### ABOUT THIS EXERCISE
I need every line of the material below that includes the string "really".

### DATA RECORDS
● ● ● ● ● ● ●
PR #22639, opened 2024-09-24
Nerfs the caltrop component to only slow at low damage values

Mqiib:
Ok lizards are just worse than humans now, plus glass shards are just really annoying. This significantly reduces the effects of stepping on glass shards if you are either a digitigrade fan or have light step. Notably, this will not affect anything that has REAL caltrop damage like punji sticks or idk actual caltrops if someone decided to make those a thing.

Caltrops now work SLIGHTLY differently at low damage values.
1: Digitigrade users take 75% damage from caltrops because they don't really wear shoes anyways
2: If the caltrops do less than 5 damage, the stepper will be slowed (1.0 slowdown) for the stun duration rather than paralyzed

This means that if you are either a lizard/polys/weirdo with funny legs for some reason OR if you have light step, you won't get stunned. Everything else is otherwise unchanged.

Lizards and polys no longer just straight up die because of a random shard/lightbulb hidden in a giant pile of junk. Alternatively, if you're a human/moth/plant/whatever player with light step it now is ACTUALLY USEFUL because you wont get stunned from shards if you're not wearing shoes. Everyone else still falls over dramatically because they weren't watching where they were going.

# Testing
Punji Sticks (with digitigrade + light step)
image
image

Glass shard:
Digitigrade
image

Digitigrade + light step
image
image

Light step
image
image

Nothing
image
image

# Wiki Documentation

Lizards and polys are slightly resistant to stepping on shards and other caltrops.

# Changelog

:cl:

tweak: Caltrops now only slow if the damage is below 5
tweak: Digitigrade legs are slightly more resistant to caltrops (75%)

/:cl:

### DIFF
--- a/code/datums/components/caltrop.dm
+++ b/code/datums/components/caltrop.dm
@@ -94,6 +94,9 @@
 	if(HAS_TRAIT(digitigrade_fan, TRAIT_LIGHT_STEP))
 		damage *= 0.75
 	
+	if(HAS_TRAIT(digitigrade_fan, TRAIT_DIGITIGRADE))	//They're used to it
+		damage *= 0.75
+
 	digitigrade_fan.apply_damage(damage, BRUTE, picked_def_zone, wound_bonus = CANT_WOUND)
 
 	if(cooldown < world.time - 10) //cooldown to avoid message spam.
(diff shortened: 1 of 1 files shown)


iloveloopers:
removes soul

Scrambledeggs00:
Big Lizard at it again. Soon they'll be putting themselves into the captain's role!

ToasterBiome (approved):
● ● ● ● ● ● ●
### OUTPUT BELOW
Ok lizards are just worse than humans now, plus glass shards are just really annoying. This significantly reduces the effects of stepping on glass shards if you are either a digitigrade fan or have light step. Notably, this will not affect anything that has REAL caltrop damage like punji sticks or idk actual caltrops if someone decided to make those a thing.
1: Digitigrade users take 75% damage from caltrops because they don't really wear shoes anyways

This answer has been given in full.